Problem details: The data below holds a line containing "The documentation says" and a line containing "Please make both things say the same."; please quote exactly those two lines and every line between them, and nothing else.

Data shown: Begin

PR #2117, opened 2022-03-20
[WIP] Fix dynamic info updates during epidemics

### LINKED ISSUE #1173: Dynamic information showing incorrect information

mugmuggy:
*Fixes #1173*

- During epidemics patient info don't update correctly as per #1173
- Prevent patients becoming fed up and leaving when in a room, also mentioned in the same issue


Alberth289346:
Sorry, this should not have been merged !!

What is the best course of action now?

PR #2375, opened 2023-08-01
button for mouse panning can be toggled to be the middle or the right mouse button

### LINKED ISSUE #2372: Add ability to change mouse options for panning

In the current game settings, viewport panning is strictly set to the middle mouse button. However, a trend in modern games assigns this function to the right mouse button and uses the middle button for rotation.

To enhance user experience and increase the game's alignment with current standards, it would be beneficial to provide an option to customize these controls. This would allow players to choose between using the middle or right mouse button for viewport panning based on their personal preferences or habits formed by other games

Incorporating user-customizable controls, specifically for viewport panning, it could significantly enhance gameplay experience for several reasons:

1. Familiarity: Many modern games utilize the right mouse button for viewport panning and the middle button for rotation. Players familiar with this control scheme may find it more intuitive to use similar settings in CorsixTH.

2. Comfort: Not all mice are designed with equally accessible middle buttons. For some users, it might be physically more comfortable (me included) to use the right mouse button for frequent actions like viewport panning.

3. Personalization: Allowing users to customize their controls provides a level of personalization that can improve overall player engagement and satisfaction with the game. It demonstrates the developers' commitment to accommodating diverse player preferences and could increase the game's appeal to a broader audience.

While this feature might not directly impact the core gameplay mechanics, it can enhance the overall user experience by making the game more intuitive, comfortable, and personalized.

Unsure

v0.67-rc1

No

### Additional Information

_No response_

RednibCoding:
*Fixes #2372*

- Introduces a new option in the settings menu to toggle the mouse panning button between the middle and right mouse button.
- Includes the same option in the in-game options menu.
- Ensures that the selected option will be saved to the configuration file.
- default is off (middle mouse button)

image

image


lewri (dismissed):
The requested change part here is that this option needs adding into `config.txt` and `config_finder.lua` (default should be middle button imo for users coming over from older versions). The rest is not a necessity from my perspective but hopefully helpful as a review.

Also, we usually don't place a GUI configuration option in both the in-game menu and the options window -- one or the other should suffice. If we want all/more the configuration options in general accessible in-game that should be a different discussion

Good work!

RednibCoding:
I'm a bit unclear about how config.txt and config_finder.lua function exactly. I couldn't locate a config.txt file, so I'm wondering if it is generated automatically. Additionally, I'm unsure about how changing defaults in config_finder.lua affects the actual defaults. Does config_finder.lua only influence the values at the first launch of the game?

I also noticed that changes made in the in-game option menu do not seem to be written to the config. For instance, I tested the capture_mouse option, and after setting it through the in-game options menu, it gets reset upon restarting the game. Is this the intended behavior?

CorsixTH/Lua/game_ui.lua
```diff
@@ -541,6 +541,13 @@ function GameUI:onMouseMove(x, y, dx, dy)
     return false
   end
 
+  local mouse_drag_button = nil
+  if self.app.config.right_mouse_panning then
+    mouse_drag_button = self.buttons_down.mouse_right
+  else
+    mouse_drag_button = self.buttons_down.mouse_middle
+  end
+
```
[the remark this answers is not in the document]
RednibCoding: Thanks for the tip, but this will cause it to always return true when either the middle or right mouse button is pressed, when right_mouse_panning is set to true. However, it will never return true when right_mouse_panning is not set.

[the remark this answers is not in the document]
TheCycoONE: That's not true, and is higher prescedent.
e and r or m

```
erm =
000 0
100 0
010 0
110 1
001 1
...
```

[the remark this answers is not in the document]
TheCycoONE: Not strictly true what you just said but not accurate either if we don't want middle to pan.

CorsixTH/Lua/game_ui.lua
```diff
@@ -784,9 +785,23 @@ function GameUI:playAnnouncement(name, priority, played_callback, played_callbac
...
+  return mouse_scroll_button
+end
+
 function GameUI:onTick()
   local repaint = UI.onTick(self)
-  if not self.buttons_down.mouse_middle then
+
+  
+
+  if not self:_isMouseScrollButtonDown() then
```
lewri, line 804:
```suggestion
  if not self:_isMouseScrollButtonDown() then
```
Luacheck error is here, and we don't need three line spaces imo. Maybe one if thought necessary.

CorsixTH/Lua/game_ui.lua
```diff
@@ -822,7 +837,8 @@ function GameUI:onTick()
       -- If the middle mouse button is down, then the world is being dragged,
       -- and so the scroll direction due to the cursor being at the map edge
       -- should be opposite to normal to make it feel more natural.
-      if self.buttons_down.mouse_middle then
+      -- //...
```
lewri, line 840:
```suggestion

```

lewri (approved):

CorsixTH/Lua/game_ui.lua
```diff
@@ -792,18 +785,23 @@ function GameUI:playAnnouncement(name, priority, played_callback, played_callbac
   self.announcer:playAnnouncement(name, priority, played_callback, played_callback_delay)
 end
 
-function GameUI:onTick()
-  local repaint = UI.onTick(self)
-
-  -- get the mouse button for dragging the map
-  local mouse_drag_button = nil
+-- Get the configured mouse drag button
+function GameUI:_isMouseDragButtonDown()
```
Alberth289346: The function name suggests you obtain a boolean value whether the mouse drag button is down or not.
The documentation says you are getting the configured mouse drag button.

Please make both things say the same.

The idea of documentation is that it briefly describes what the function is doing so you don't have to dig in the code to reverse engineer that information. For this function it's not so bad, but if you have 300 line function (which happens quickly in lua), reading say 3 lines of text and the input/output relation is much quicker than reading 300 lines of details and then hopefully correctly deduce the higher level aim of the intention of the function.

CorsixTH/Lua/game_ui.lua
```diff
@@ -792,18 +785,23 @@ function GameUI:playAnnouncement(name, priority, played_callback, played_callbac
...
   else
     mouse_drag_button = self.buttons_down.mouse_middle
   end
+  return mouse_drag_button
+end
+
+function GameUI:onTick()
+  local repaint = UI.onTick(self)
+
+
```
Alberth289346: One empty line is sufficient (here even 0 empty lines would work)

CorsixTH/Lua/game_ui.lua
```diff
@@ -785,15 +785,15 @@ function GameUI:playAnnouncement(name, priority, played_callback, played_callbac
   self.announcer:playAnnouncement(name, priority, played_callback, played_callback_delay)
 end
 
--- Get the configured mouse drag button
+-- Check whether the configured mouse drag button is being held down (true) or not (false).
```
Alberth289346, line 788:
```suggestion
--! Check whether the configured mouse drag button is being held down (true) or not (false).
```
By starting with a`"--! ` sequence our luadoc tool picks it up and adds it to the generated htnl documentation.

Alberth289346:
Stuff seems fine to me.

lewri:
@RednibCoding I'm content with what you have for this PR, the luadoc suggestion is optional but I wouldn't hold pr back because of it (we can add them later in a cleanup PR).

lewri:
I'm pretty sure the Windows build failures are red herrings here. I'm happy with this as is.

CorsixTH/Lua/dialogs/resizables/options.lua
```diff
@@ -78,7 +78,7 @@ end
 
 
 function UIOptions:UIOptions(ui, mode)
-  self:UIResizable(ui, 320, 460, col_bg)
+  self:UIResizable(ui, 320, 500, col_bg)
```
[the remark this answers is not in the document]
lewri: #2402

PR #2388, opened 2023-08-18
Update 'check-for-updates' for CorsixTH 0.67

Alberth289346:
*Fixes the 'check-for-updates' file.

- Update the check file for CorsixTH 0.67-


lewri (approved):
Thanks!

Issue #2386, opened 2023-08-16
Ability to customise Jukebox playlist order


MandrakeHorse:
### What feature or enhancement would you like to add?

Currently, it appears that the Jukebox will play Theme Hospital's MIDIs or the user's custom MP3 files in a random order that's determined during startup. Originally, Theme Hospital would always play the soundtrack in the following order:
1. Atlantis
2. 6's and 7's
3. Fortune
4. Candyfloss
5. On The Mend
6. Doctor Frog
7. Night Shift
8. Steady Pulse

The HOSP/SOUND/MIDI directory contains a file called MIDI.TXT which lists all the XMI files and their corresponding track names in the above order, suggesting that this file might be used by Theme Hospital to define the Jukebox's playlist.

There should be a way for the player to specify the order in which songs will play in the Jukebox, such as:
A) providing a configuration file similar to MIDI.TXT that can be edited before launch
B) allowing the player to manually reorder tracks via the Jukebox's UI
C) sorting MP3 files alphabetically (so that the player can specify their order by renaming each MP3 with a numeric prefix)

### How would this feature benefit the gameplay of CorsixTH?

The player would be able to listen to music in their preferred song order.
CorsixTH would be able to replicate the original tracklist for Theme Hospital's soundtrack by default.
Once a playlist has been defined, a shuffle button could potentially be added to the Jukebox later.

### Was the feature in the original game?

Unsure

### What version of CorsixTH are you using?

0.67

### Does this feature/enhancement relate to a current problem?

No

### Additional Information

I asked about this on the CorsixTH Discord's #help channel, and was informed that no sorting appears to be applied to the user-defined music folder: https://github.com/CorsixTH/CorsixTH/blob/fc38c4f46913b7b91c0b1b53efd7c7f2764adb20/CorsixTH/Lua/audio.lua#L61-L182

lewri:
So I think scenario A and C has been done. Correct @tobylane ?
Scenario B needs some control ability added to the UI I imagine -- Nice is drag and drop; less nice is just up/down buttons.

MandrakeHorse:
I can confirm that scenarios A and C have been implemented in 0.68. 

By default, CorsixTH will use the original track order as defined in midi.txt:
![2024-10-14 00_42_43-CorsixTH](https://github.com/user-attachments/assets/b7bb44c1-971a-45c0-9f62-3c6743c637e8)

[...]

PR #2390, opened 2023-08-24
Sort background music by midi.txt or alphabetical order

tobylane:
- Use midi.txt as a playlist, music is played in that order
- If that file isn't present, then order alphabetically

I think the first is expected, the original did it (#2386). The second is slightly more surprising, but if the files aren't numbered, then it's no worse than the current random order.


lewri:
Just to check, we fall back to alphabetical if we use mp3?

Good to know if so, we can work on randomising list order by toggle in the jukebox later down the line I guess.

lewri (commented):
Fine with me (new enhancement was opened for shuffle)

Data shown: End

Result:
The documentation says you are getting the configured mouse drag button.

Please make both things say the same.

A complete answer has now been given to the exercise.